There are very few assays to IDENTIFY proteins unless you have specific proteins of interest and have antibodies for them. Gels can give you approximate molecular weights, but bands and/or even spots typically cover at least several proteins, and the molecular weights are approximate (e.g., a gel spot or band might correspond to a molecular weight of, say, 15,000, while mass spec would give more like, 15,201.2). Mass spectrometry is often the start, and then Westerns, for example, would be used to confirm identifications of interest.

(But nothing in this area is 'simple'!)

:)

Salt precipitate supernatant and do commassie blue to identify by size

Hi Pastula

I think the FACS analysis is the best way to go if you are looking for proteins in exosomes using beads or western blotting with specific antibodies. ELISA is the other way of identifying specific proteins

RKG

There are very few assays to IDENTIFY proteins unless you have specific proteins of interest and have antibodies for them. Gels can give you approximate molecular weights, but bands and/or even spots typically cover at least several proteins, and the molecular weights are approximate (e.g., a gel spot or band might correspond to a molecular weight of, say, 15,000, while mass spec would give more like, 15,201.2). Mass spectrometry is often the start, and then Westerns, for example, would be used to confirm identifications of interest.

(But nothing in this area is 'simple'!)

:)

I agree with John. You can try few simple techniques such as FACS analysis, at the same time you can also go for ELISA and western blot. I believe western blot would be more simplified if you have the antibody for it. :)

Hi, thank you all for the answers!

The supernatant causes an effect on cells I am working with and we would like to know which protein is resposible for that and then go for the signalling pathway.

At the moment I do have only hypothetical protein candidates,

so I do not have my protein of interest yet.

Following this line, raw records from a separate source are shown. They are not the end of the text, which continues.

PR #1268, opened 2016-09-19
fix(slide-toggle): disabled theme not working and dragging works if disabled

DevVersion:
| Quick Summary |
| ------ |
| If checked and disabled theme is now invalid |
| Dragging while disabled |
| Improved dragging for UX | 

<details>
> * It seems like as per the new theming feature, view encapsulation turned off and now the checked theming overwrites the disabled theme (too high specificity)
> * If a slide-toggle is disabled, users are still able to drag the thumb (which is invalid)
> * Fix invalid `user-select` property, and now dragging works without clamps.
</details>

---
> Notice: We are two times extra checking for `isDragging`, that's because we want to keep the renderer as abstract as possible

FYI: I'm trying to get some good HammerJS tests into the slide-toggle in the future.

### DIFF
--- a/src/lib/slide-toggle/slide-toggle.scss
+++ b/src/lib/slide-toggle/slide-toggle.scss
@@ -24,6 +24,12 @@ $md-slide-toggle-margin: 16px !default;
   line-height: $md-slide-toggle-height;
 
   white-space: nowrap;
+
+  // Disable user selection to ensure that dragging is smooth without grabbing some elements
+  // accidentally. Manually prefixing here, because the un-prefixed property is not supported yet.
+  -webkit-user-select: none;
+  -moz-user-select: none;
+  -ms-user-select: none;
   user-select: none;
 
   outline: none;
@@ -68,7 +74,6 @@ $md-slide-toggle-margin: 16px !default;
   height: $md-slide-toggle-height;
 
   position: relative;
-  user-select: none;
 
   margin-right: 8px;
 }
--- a/src/lib/slide-toggle/slide-toggle.spec.ts
+++ b/src/lib/slide-toggle/slide-toggle.spec.ts
@@ -408,18 +408,11 @@ describe('MdSlideToggle', () => {
     let slideToggleControl: NgControl;
     let slideThumbContainer: HTMLElement;
 
-    // This initialization is async() because it needs to wait for ngModel to set the initial value.
     beforeEach(async(() => {
       fixture = TestBed.createComponent(SlideToggleTestApp);
 
       testComponent = fixture.debugElement.componentInstance;
 
-      // Enable jasmine spies on event functions, which may trigger at initialization
-      // of the slide-toggle component.
-      spyOn(fixture.debugElement.componentInstance, 'onSlideChange').and.callThrough();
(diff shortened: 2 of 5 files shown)


src/lib/slide-toggle/slide-toggle.scss
```diff
@@ -24,6 +24,12 @@ $md-slide-toggle-margin: 16px !default;
   line-height: $md-slide-toggle-height;
 
   white-space: nowrap;
+
+  // Disable user selection to ensure that dragging is smooth without grabbing some elements
+  // accidentally. Manually prefixing here, because the un-prefixed property is not supported yet.
+  -webkit-user-select: none;
+  -moz-user-select: none;
+  -ms-user-select: none;
```
jelbourn: Wouldn't autoprefixer do this?

DevVersion: Seems like there is no autoprefixer anymore, and `user-select` is also kind of a special property for the prefixer (e.g Material 1)

jelbourn:
Huh, autoprefixer must have been accidentally omitted from the build change. How is `user-select` special?

DevVersion:
I'm not really sure about it, If I recall I read a few things about it, e.g it does not get prefixed automatically. That's why I assumed that Material 1.x also does that. Might relate to the prefixer settings.

src/lib/slide-toggle/slide-toggle.ts
```diff
@@ -214,16 +214,24 @@ export class MdSlideToggle implements AfterContentInit, ControlValueAccessor {
 
   /** TODO: internal */
   _onDragStart() {
-    this._slideRenderer.startThumbDrag(this.checked);
+    if (!this.disabled) {
+      this._slideRenderer.startThumbDrag(this.checked);
+    }
```
DevVersion: I actually planned to add some gesture tests in another PR (because of big changes), but I will try to add them to this PR now :)

DevVersion:
@jelbourn Added the tests for the dragging functionality.

Please notice that I currently use the Gesture Config from the slider package. I would rather move this config to a more generic place in another PR, because this will bloat the Diff.

src/lib/slide-toggle/slide-toggle.spec.ts
```diff
@@ -392,6 +398,96 @@ describe('MdSlideToggle', () => {
...
+
+    it('should drag from start to end', fakeAsync(() => {
+      expect(slideToggle.checked).toBe(false);
+
+      gestureConfig.emitEventForElement('slidestart', slideThumbContainer);
+
+      expect(slideThumbContainer.classList).toContain('md-dragging');
+
+      gestureConfig.emitEventForElement('slide', slideThumbContainer, {
+        deltaX: 200 // Use a random number which will be clamped.
```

The mas spec is planned. I was wondering whether I could treat the supernatant in different ways to speculate for the general features of the potein of interest e.g. if contains lipid modifications etc?

go for dot blot analysis..

If you have no ideas of what protein you are looking for, there are different targets/pathways related protein arrays which are commerical available (Eg. angiogenesis array, phospho-protein array supplied from R&D, Raybiotech, etc).

If it is a quantification of total protein, then Bradford protein assay will work.

I think at least you can concertrate the supernatant and run a SDS-PAGE, so that you can estimate the weight of proteins and filter your candidates.

Please be careful with the MS results, since if your protein will be at low level the abundant contaminants will cover it. Anyway the MS is a very, very semi-quantitative at this moment, thus your protein of interest can be not found as regulated or you will find an artifacts. If you have already candidates, please buy the antibodies, and verify it by ELISA or Western-blot. If these analyses will show no regulation you still can publish it as an negative control…

I think that given you have a bio active response the first step would be to fractionated your supernatent using simple size exclusion chromatography using something like sephacryl S200. Test each fraction against the target cells for a biological response. This will give you a rough idea of the globular protein equivalent molecular mass of the protein (not all secreted proteins are globular and irregular elongated proteins elute early because there effective dynamic radius is that of a much heavier globular protein). You can refine the isolation by using s100 or s300 if it is a particularly small or large dynamic radius protein. More importantly the fractions with bio activity can then be subjected to mass spectrometry in the hunt for the target.

However, I would suggest growing the producer cells in serum free media for a 2-3 days and using this in your fractionation and mass spectrometry experiments. Be aware that bovine serum albumin is so abundant it can swamp out signals from less abundant target secreted proteins - hence trying serum free media may really help in your identification of candidate proteins.

Dear Agnieszka

The best way to find a protein that is responsible for an action in cell signaling is proteomics study.

You can run a 2DE to find over hundred protein spots and then analyses them one by one.

For total protein measurement, you can also use Bradford protein assay in simple three steps.

Cheers

I would like to thank all of you for very helpful answers!